## Instructions for the task:
Output the data below line for line, exactly, up to and including the line where "PHPCS 3.* is" appears.
====== Records to use ======
PR #145, opened 2018-02-28
Upgrade PHPCS/WPCS

### LINKED ISSUE #144: Use latest PHP_CodeSniffer
Just because Beans is made to work (for _consumers_) at PHP 5.2, doesn't mean that development tools need that very low restriction.

PHPCS 3.* requires PHP 5.4, so it's more than fine to expect any _contributor_ to Beans to have that to be able to run the PHPCS checks.

PHPCS 3.* is a rewrite that uses namespaces etc. but also fixes _many_ bugs and has many improvements. Your other PHPCS-related dependencies all work with PHPCS 3.*.

You should be explicit about requiring it the `composer.json` (it's not there at all, which is why it only installs the 2.9 branch), and optionally specify a `php` version of 5.4 (or higher) in the `require-dev` section. 

FWIW, Genesis has PHP 5.6 or 7.* as the require-dev version, and we explicitly require PHPCS 3.2:

screenshot 2018-02-28 08 16 52

You can still set PHPCompatibility to check for PHP 5.2 compatibility for the main code like you already specify that PHP 5.6 (or higher) is needed for the `tests/` directory.

hellofromtonya:
Credit to @GaryJones - This PR upgrades our PHP sniffers to use the latest version, thereby allowing us to remove the deprecated `// @coding...` ignore declarations.

It standardizes our ignore syntax to be:

```
// phpcs:ignore Rule.To.Be.Ignored, Another.Rule.To.Be.Ignored -- Reason why we are ignoring this rule(s)
```

Closes #144

### DIFF
--- a/composer.json
+++ b/composer.json
@@ -41,13 +41,15 @@
     "roave/security-advisories": "dev-master"
   },
   "require-dev": {
-    "dealerdirect/phpcodesniffer-composer-installer": "^0.4.3",
-    "sirbrillig/phpcs-variable-analysis": "^2.0",
-    "wimg/php-compatibility": "^8.0",
-    "wp-coding-standards/wpcs": "^0.14.0",
-    "phpunit/phpunit": "~4.8 || ~5.7.9",
-    "brain/monkey": "^2.0",
+    "php": "^5.6|^7",
+    "brain/monkey": "^2.2",
+    "dealerdirect/phpcodesniffer-composer-installer": "^0.4.4",
     "mikey179/vfsStream": "^1.6",
+    "phpunit/phpunit": "~4.8 || ~5.7.9",
+    "sirbrillig/phpcs-variable-analysis": "^2.0",
+    "squizlabs/php_codesniffer": "^3.3",
+    "wimg/php-compatibility": "^8.0",
+    "wp-coding-standards/wpcs": "^0.14.1",
     "xwp/wp-dev-lib": "^1.0.1"
   },
   "config": {
--- a/composer.json
+++ b/composer.json
@@ -45,7 +45,7 @@
     "brain/monkey": "^2.2",
     "dealerdirect/phpcodesniffer-composer-installer": "^0.4.4",
     "mikey179/vfsStream": "^1.6",
-    "phpunit/phpunit": "~4.8 || ~5.7.9",
+    "phpunit/phpunit": "~5.7.9",
     "sirbrillig/phpcs-variable-analysis": "^2.0",
     "squizlabs/php_codesniffer": "^3.2",
     "wimg/php-compatibility": "^8.0",
--- a/composer.json
+++ b/composer.json
@@ -47,7 +47,7 @@
     "mikey179/vfsStream": "^1.6",
     "phpunit/phpunit": "~4.8 || ~5.7.9",
     "sirbrillig/phpcs-variable-analysis": "^2.0",
-    "squizlabs/php_codesniffer": "^3.3",
+    "squizlabs/php_codesniffer": "^3.2",
     "wimg/php-compatibility": "^8.0",
     "wp-coding-standards/wpcs": "^0.14.1",
     "xwp/wp-dev-lib": "^1.0.1"
--- a/lib/api/init.php
+++ b/lib/api/init.php
@@ -3,7 +3,7 @@
  *
  * Load the API components.
  *
- * @since 1.5.0
+ * @since   1.5.0
  *
  * @package Beans\Framework\API
  */
@@ -18,7 +18,7 @@ define( 'BEANS_API', true );
 
 // Mode.
 if ( ! defined( 'SCRIPT_DEBUG' ) ) {
-	define( 'SCRIPT_DEBUG', false ); // @codingStandardsIgnoreLine - WordPress.NamingConventions.PrefixAllGlobals.NonPrefixedConstantFound.
+	define( 'SCRIPT_DEBUG', false ); // @phpcs:ignore WordPress.NamingConventions.PrefixAllGlobals.NonPrefixedConstantFound -- Valid use case as we need it defined.
 }
 
 // Assets.
--- a/lib/api/init.php
+++ b/lib/api/init.php
@@ -3,7 +3,7 @@
  *
  * Load the API components.
  *
- * @since   1.5.0
+ * @since 1.5.0
  *
  * @package Beans\Framework\API
  */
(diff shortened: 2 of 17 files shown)


hellofromtonya:
@GaryJones Please do a formal code review for this PR. If it's acceptable, go ahead and _approve_ it.  Else, note what needs to change.

P.S. `_Beans_WP_Customize_Control` will be moved to a separate file in a different PR.

composer.json
```diff
@@ -41,13 +41,15 @@
...
   },
   "require-dev": {
-    "dealerdirect/phpcodesniffer-composer-installer": "^0.4.3",
+    "php": "^5.6|^7",
+    "brain/monkey": "^2.2",
+    "dealerdirect/phpcodesniffer-composer-installer": "^0.4.4",
+    "mikey179/vfsStream": "^1.6",
+    "phpunit/phpunit": "~4.8 || ~5.7.9",
     "sirbrillig/phpcs-variable-analysis": "^2.0",
+    "squizlabs/php_codesniffer": "^3.3",
```
GaryJones: PHPCS 3.3 has not been released yet, and in any case, the new annotations came out in 3.2.0, so `^3.2` is the suitable constraint here, unless there's something in 3.3 that is critically required.

composer.json
```diff
@@ -41,13 +41,15 @@
     "roave/security-advisories": "dev-master"
   },
   "require-dev": {
-    "dealerdirect/phpcodesniffer-composer-installer": "^0.4.3",
+    "php": "^5.6|^7",
+    "brain/monkey": "^2.2",
+    "dealerdirect/phpcodesniffer-composer-installer": "^0.4.4",
+    "mikey179/vfsStream": "^1.6",
+    "phpunit/phpunit": "~4.8 || ~5.7.9",
```
GaryJones: If PHP 5.6 is minimum, then I think that means PHPUnit 4.* is out.

composer.json
```diff
@@ -41,13 +41,15 @@
     "roave/security-advisories": "dev-master"
   },
   "require-dev": {
-    "dealerdirect/phpcodesniffer-composer-installer": "^0.4.3",
+    "php": "^5.6|^7",
+    "brain/monkey": "^2.2",
```
GaryJones: Something critical in 2.1 or 2.2 that's needed? (new feature, important bug fix)

lib/api/init.php
```diff
@@ -3,7 +3,7 @@
  *
  * Load the API components.
  *
- * @since 1.5.0
+ * @since   1.5.0
```
GaryJones: No need to line this up.

lib/api/init.php
```diff
@@ -18,7 +18,7 @@
 
 // Mode.
 if ( ! defined( 'SCRIPT_DEBUG' ) ) {
-	define( 'SCRIPT_DEBUG', false ); // @codingStandardsIgnoreLine - WordPress.NamingConventions.PrefixAllGlobals.NonPrefixedConstantFound.
+	define( 'SCRIPT_DEBUG', false ); // @phpcs:ignore WordPress.NamingConventions.PrefixAllGlobals.NonPrefixedConstantFound -- Valid use case as we need it defined.
```
GaryJones: I'm surprised WPCS doesn't already allow for this exclusions.

lib/api/utilities/functions.php
```diff
@@ -86,11 +86,11 @@ function beans_remove_dir( $dir_path ) {
 		if ( is_dir( $path ) ) {
 			beans_remove_dir( $path );
 		} else {
-			@unlink( $path ); // @codingStandardsIgnoreLine - Generic.PHP.NoSilencedErrors.Discouraged  This is a valid use case.
+			@unlink( $path ); // phpcs:disable Generic.PHP.NoSilencedErrors.Discouraged -- Valid use cases.
```
GaryJones: This uses `:disable`, rather than `:ignore`. Why?

lib/api/utilities/functions.php
```diff
@@ -86,11 +86,11 @@ function beans_remove_dir( $dir_path ) {
...
 		}
 	}
 
-	return @rmdir( $dir_path ); // @codingStandardsIgnoreLine - Generic.PHP.NoSilencedErrors.Discouraged This is a valid use case.
+	return @rmdir( $dir_path ); // phpcs:disable Generic.PHP.NoSilencedErrors.Discouraged -- Valid use cases.
```
GaryJones: As above.

lib/api/widget/functions.php
```diff
@@ -6,7 +6,7 @@
  *
  * @package Beans\Framework\API\Widgets
  *
- * @since 1.0.0
+ * @since   1.0.0
```
GaryJones: No need to align this.

composer.json
hellofromtonya: Nope, nothing critical. Per [BM changelog](https://github.com/Brain-WP/BrainMonkey/releases), the minor release is for Mockery.

composer.json
hellofromtonya: You are correct. Commit coming....

lib/api/init.php
hellofromtonya: Me too.

lib/api/widget/functions.php
```diff
@@ -25,21 +25,22 @@
  *
  * @since 1.0.0
  *
- * @param array $args {
- *     Optional. Arguments used by the widget area.
+ * @param array $args                       {
```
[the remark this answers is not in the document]
hellofromtonya: It's a formatting issue with PhpStorm that I'm working on to give us a standard one-click approach to reformat and comply.

Reviewing the [WPCS document for array documentation](https://make.wordpress.org/core/handbook/best-practices/inline-documentation-standards/php/#1-1-parameters-that-are-arrays), they show this:

```
/**
 * Summary.
 *
 * Description.
 *
 * @since x.x.x 
 *
 * @param type  $var Description.
 * @param array $args {
 *     Optional. An array of arguments.
 *
 *     @type type $key Description. Default 'value'. Accepts 'value', 'value'.
 *                     (aligned with Description, if wraps to a new line)
 *     @type type $key Description.
 * }
 * @param type  $var Description.
 * @return type Description.
 */
```

lib/api/init.php
GaryJones: I've opened https://github.com/WordPress-Coding-Standards/WordPress-Coding-Standards/issues/1311

hellofromtonya: Perfect. Once that rule is fixed, then we can remove the ignore above. Thank you.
======
## Written answer:
PR #145, opened 2018-02-28
Upgrade PHPCS/WPCS

### LINKED ISSUE #144: Use latest PHP_CodeSniffer
Just because Beans is made to work (for _consumers_) at PHP 5.2, doesn't mean that development tools need that very low restriction.

PHPCS 3.* requires PHP 5.4, so it's more than fine to expect any _contributor_ to Beans to have that to be able to run the PHPCS checks.

PHPCS 3.* is a rewrite that uses namespaces etc. but also fixes _many_ bugs and has many improvements. Your other PHPCS-related dependencies all work with PHPCS 3.*.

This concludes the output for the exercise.